• What is expected: An exact copy of all the data below is required.
········
PR #164, opened 2016-08-10
Aql parser update - Aggregate function without group by

MoniMoledo:
Update AQLParser to support Group Statements without the by statement  in order to extend the use of aggregate functions.

@JavierJia

### DIFF
--- a/zion/src/main/scala/edu/uci/ics/cloudberry/zion/model/impl/AQLFuncVisitor.scala
+++ b/zion/src/main/scala/edu/uci/ics/cloudberry/zion/model/impl/AQLFuncVisitor.scala
@@ -205,26 +205,37 @@ object AQLFuncVisitor {
     */
   def translateAggrFunc(field: Field,
                         func: AggregateFunc,
-                        aqlExpr: String
+                        aqlExpr: String,
+                        isAggrOnly: Boolean
                        ): (DataType.DataType, String, String, String) = {
-    val newvar = s"${aqlExpr.split('.')(0)}aggr";
+    val parameter = StringBuilder.newBuilder
+    val wrap = StringBuilder.newBuilder
+    if (isAggrOnly) {
+      parameter.append("")
+      wrap.append("")
+    } else {
+      val newvar = s"${aqlExpr.split('.')(0)}aggr";
+      parameter.append(s"$newvar")
+      wrap.append(")")
+    }
+
     func match {
       case Count =>
         if (field.dataType != DataType.Record) throw new QueryParsingException("count requires to aggregate on the record bag")
-        (DataType.Number, s"count($newvar)", newvar, s"let $newvar := $aqlExpr")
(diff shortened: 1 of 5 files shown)


zion/src/main/scala/edu/uci/ics/cloudberry/zion/model/impl/AQLFuncVisitor.scala
```diff
@@ -205,26 +205,37 @@ object AQLFuncVisitor {
...
-    val newvar = s"${aqlExpr.split('.')(0)}aggr";
+    val parameter = StringBuilder.newBuilder
+    val wrap = StringBuilder.newBuilder
+    if (isAggrOnly) {
+      parameter.append("")
+      wrap.append("")
+    } else {
+      val newvar = s"${aqlExpr.split('.')(0)}aggr";
+      parameter.append(s"$newvar")
+      wrap.append(")")
```
JavierJia: since the `wrap` always contains `)`, can you remove the `)` and write the return string from
`s"count($parameter$wrap"`  to `s"count($parameter$wrap)" ? otherwise, i will be crazy to find the paired `)`

JavierJia: I think I'm wrong, never mind.

zion/src/test/scala/edu/uci/ics/cloudberry/zion/model/impl/AQLQueryParserTest.scala
```diff
@@ -399,33 +399,66 @@ class AQLQueryParserTest extends Specification {
...
+          |return $t.'id')""".stripMargin)
+    }
+
+    "translate a count cardinality query with filter without group by" in {
+      val filter = Seq(timeFilter)
+      val group = GroupStatement(Seq.empty, Seq(aggrCount))
+      val query = new Query(dataset = TwitterDataSet, filter = filter, groups = Some(group))
+      val result = parser.parse(query, schema)
+      removeEmptyLine(result) must_== unifyNewLine(
+        """count(
```
JavierJia: could you also try `min` ?

JavierJia:
I still feel that the code flow doesn't very clear. We'd better reshape the original code part in which case we might need to introduce the totally new branch at very beginning rather than inside the function. 
let's discuss it tomorrow.

zion/src/test/scala/edu/uci/ics/cloudberry/zion/model/impl/AQLQueryParserTest.scala
MoniMoledo: Sure! Done

MoniMoledo:
I feel the same. I've created a different branch to deal with it in AQLFunctionVisitor and AQLQueryParser. However, still left some code on "parseSelect" to handle the case there is a select sttmt inside an aggregate function, that stills doesn't feel right.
········
• Answer for the task:
PR #164, opened 2016-08-10
Aql parser update - Aggregate function without group by

MoniMoledo:
Update AQLParser to support Group Statements without the by statement  in order to extend the use of aggregate functions.

@JavierJia

### DIFF
--- a/zion/src/main/scala/edu/uci/ics/cloudberry/zion/model/impl/AQLFuncVisitor.scala
+++ b/zion/src/main/scala/edu/uci/ics/cloudberry/zion/model/impl/AQLFuncVisitor.scala
@@ -205,26 +205,37 @@ object AQLFuncVisitor {
     */
   def translateAggrFunc(field: Field,
                         func: AggregateFunc,
-                        aqlExpr: String
+                        aqlExpr: String,
+                        isAggrOnly: Boolean
                        ): (DataType.DataType, String, String, String) = {
-    val newvar = s"${aqlExpr.split('.')(0)}aggr";
+    val parameter = StringBuilder.newBuilder
+    val wrap = StringBuilder.newBuilder
+    if (isAggrOnly) {
+      parameter.append("")
+      wrap.append("")
+    } else {
+      val newvar = s"${aqlExpr.split('.')(0)}aggr";
+      parameter.append(s"$newvar")
+      wrap.append(")")
+    }
+
     func match {
       case Count =>
         if (field.dataType != DataType.Record) throw new QueryParsingException("count requires to aggregate on the record bag")
-        (DataType.Number, s"count($newvar)", newvar, s"let $newvar := $aqlExpr")
(diff shortened: 1 of 5 files shown)


zion/src/main/scala/edu/uci/ics/cloudberry/zion/model/impl/AQLFuncVisitor.scala
```diff
@@ -205,26 +205,37 @@ object AQLFuncVisitor {
...
-    val newvar = s"${aqlExpr.split('.')(0)}aggr";
+    val parameter = StringBuilder.newBuilder
+    val wrap = StringBuilder.newBuilder
+    if (isAggrOnly) {
+      parameter.append("")
+      wrap.append("")
+    } else {
+      val newvar = s"${aqlExpr.split('.')(0)}aggr";
+      parameter.append(s"$newvar")
+      wrap.append(")")
```
JavierJia: since the `wrap` always contains `)`, can you remove the `)` and write the return string from
`s"count($parameter$wrap"`  to `s"count($parameter$wrap)" ? otherwise, i will be crazy to find the paired `)`

JavierJia: I think I'm wrong, never mind.

zion/src/test/scala/edu/uci/ics/cloudberry/zion/model/impl/AQLQueryParserTest.scala
```diff
@@ -399,33 +399,66 @@ class AQLQueryParserTest extends Specification {
...
+          |return $t.'id')""".stripMargin)
+    }
+
+    "translate a count cardinality query with filter without group by" in {
+      val filter = Seq(timeFilter)
+      val group = GroupStatement(Seq.empty, Seq(aggrCount))
+      val query = new Query(dataset = TwitterDataSet, filter = filter, groups = Some(group))
+      val result = parser.parse(query, schema)
+      removeEmptyLine(result) must_== unifyNewLine(
+        """count(
```
JavierJia: could you also try `min` ?

JavierJia:
I still feel that the code flow doesn't very clear. We'd better reshape the original code part in which case we might need to introduce the totally new branch at very beginning rather than inside the function. 
let's discuss it tomorrow.

zion/src/test/scala/edu/uci/ics/cloudberry/zion/model/impl/AQLQueryParserTest.scala
MoniMoledo: Sure! Done

MoniMoledo:
I feel the same. I've created a different branch to deal with it in AQLFunctionVisitor and AQLQueryParser. However, still left some code on "parseSelect" to handle the case there is a select sttmt inside an aggregate function, that stills doesn't feel right.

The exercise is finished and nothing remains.